Saved data entries:
====

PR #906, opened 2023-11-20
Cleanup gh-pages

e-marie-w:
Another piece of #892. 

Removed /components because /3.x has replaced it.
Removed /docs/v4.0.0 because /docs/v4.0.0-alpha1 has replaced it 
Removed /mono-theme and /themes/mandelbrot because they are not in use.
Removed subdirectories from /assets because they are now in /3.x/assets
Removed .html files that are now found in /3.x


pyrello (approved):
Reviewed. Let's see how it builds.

====

§ **TASK INSTRUCTIONS**
Exact copies of the lines from the one holding "Cleanup gh-pages" to the end of the entries are all that should be written.

§ **TASK SOLUTION**
Cleanup gh-pages

e-marie-w:
Another piece of #892. 

Removed /components because /3.x has replaced it.
Removed /docs/v4.0.0 because /docs/v4.0.0-alpha1 has replaced it 
Removed /mono-theme and /themes/mandelbrot because they are not in use.
Removed subdirectories from /assets because they are now in /3.x/assets
Removed .html files that are now found in /3.x


pyrello (approved):
Reviewed. Let's see how it builds.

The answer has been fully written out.